The Von Neumann Bottleneck’s Affect on Artificial Intelligence

By John Paul Mueller, Luca Massaron

The Von Neumann bottleneck is a natural result of using a bus to transfer data between the processor, memory, long-term storage, and peripheral devices. No matter how fast the bus performs its task, overwhelming it — that is, forming a bottleneck that reduces speed — is always possible. Over time, processor speeds continue to increase while memory and other device improvements focus on density — the capability to store more in less space. Consequently, the bottleneck becomes more of an issue with every improvement, causing the processor to spend a lot of time being idle.

Within reason, you can overcome some of the issues that surround the Von Neumann bottleneck and produce small, but noticeable, increases in application speed. Here are the most common solutions:

  • Caching: When problems with obtaining data from memory fast enough with the Von Neumann Architecture became evident, hardware vendors quickly responded by adding localized memory that didn’t require bus access. This memory appears external to the processor but as part of the processor package. High-speed cache is expensive, however, so cache sizes tend to be small.
  • Processor caching: Unfortunately, external caches still don’t provide enough speed. Even using the fastest RAM available and cutting out the bus access completely doesn’t meet the processing capacity needs of the processor. Consequently, vendors started adding internal memory — a cache smaller than the external cache, but with even faster access because it’s part of the processor.
  • Prefetching: The problem with caches is that they prove useful only when they contain the correct data. Unfortunately, cache hits prove low in applications that use a lot of data and perform a wide variety of tasks. The next step in making processors work faster is to guess which data the application will require next and load it into cache before the application requires it.
  • Using specialty RAM: You can get buried by RAM alphabet soup because there are more kinds of RAM than most people imagine. Each kind of RAM purports to solve at least part of the Von Neumann bottleneck problem, and they do work — within limits. In most cases, the improvements revolve around the idea of getting data from memory and onto the bus faster. Two major (and many minor) factors affect speed: memory speed (how fast the memory moves data) and latency (how long it takes to locate a particular piece of data). Read more about memory and the factors that affect it.

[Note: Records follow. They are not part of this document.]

PR #1545, opened 2022-08-17
utils: Add TRAP() for adding explicit breakpoints

honggyukim:
Sometimes it's useful to add explicit breakpoints in the source code.
This patch adds a portable way of adding breakpoints with TRAP() macro.

### DIFF
--- a/utils/utils.h
+++ b/utils/utils.h
@@ -396,12 +396,18 @@ char *uftrace_strerror(int errnum, char *buf, size_t buflen);
 
 void stacktrace(void);
 
+#if defined(__x86_64__) || defined(__i386__)
+#define TRAP() asm volatile("int $3")
+#else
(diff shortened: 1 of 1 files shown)


utils/utils.h
```diff
@@ -413,6 +413,12 @@ void stacktrace(void);
 		raise(SIGTRAP);                                                                    \
 	}
 
+#if defined(__x86_64__) || defined(__i386__)
+#define TRAP() asm volatile("int $3")
+#else
+#define TRAP() raise(SIGTRAP)
+#endif
```
namhyung, line 420: Maybe `ASSERT` and `DASSERT` can use it?

honggyukim: Yes, right. I've just updated it.

namhyung (approved):
LGTM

As with many other areas of technology, hype can become a problem. For example, multithreading, the act of breaking an application or other set of instructions into discrete execution units that the processor can handle one at a time, is often touted as a means to overcome the Von Neumann bottleneck, but it doesn’t actually do anything more than add overhead (making the problem worse). Multithreading is an answer to another problem: making the application more efficient. When an application adds latency issues to the Von Neumann bottleneck, the entire system slows. Multithreading ensures that the processor doesn’t waste yet more time waiting for the user or the application, but instead has something to do all the time. Application latency can occur with any processor architecture, not just the Von Neumann Architecture. Even so, anything that speeds the overall operation of an application is visible to the user and the system as a whole.